(Dataset entries)
::::::::::

PR #1310, opened 2014-10-24
New method: Brazilian CPF number

gorork:
New method that validates Brazilian CPF numbers.


4devs-net-br:
https://4devs.net.br/gerador-cpf

PR #1330, opened 2014-11-20
validate multiple elements by same name

monotom:
see http://stackoverflow.com/questions/931687/using-jquery-validate-plugin-to-validate-multiple-form-fields-with-identical-nam/4136430#4136430

tests updated and checked, they cover the problem if you dont expect 1 validation per name rule


staabm:
Closing in favor of https://github.com/jzaefferer/jquery-validation/pull/717.

Thanks for the PR though

PR #1353, opened 2014-12-11
Allow Customer ResponseTransformers on Remote Validation

clamp:
@jzaefferer This will keep existing functionality, but also now allow for a user to provide a param to the remote called `responseTransformer`. Unlike jQuery.ajax()'s `dataFilter` this will now allow for a user to handle errors (404s, 500s) etc properly and display valid or invalid on it.

Moving the logic to handle these errors to ajaxComplete() is useful because cross-domain request will not trigger an error. 

The function provided to `responseTransformer` must return `true` or `false`. This is because that response is then passed to the shared logic that renders the form invalid with an error message or allows the form to be submit.

Let me know if you have any suggestions/questions. I think this will benefit.

### DIFF
--- a/src/core.js
+++ b/src/core.js
@@ -1,1307 +1,1327 @@
 $.extend($.fn, {
-	// http://jqueryvalidation.org/validate/
-	validate: function( options ) {
+    // http://jqueryvalidation.org/validate/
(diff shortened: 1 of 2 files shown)


staabm:

PR #1361, opened 2014-12-21
Fixed number validation error. Fixes #1359

### LINKED ISSUE #1359: Number validation Error
Hi, the number rule validation has a bug, if I simply type a - character it pass the validation.

greetings,

wozzo:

::::::::::

What needs to be done → Copy the data above. Keep each line exact.

Task answer →
PR #1310, opened 2014-10-24
New method: Brazilian CPF number

gorork:
New method that validates Brazilian CPF numbers.


4devs-net-br:
https://4devs.net.br/gerador-cpf

PR #1330, opened 2014-11-20
validate multiple elements by same name

monotom:
see http://stackoverflow.com/questions/931687/using-jquery-validate-plugin-to-validate-multiple-form-fields-with-identical-nam/4136430#4136430

tests updated and checked, they cover the problem if you dont expect 1 validation per name rule


staabm:
Closing in favor of https://github.com/jzaefferer/jquery-validation/pull/717.

Thanks for the PR though

PR #1353, opened 2014-12-11
Allow Customer ResponseTransformers on Remote Validation

clamp:
@jzaefferer This will keep existing functionality, but also now allow for a user to provide a param to the remote called `responseTransformer`. Unlike jQuery.ajax()'s `dataFilter` this will now allow for a user to handle errors (404s, 500s) etc properly and display valid or invalid on it.

Moving the logic to handle these errors to ajaxComplete() is useful because cross-domain request will not trigger an error. 

The function provided to `responseTransformer` must return `true` or `false`. This is because that response is then passed to the shared logic that renders the form invalid with an error message or allows the form to be submit.

Let me know if you have any suggestions/questions. I think this will benefit.

### DIFF
--- a/src/core.js
+++ b/src/core.js
@@ -1,1307 +1,1327 @@
 $.extend($.fn, {
-	// http://jqueryvalidation.org/validate/
-	validate: function( options ) {
+    // http://jqueryvalidation.org/validate/
(diff shortened: 1 of 2 files shown)


staabm:

PR #1361, opened 2014-12-21
Fixed number validation error. Fixes #1359

### LINKED ISSUE #1359: Number validation Error
Hi, the number rule validation has a bug, if I simply type a - character it pass the validation.

greetings,

wozzo:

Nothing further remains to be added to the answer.